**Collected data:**
....
PR #104, opened 2017-08-08
Use our fork of SPIRV-Cross with HLSL compute patches

Kangz:


Kangz:
Thanks for the reviews!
....
**WHAT THE TASK ASKS:** The lines from the one containing "Use our fork" through the last line of the records are the answer; set them down exactly and add nothing.

**OUTPUT FOR THIS TASK:**
Use our fork of SPIRV-Cross with HLSL compute patches

Kangz:


Kangz:
Thanks for the reviews!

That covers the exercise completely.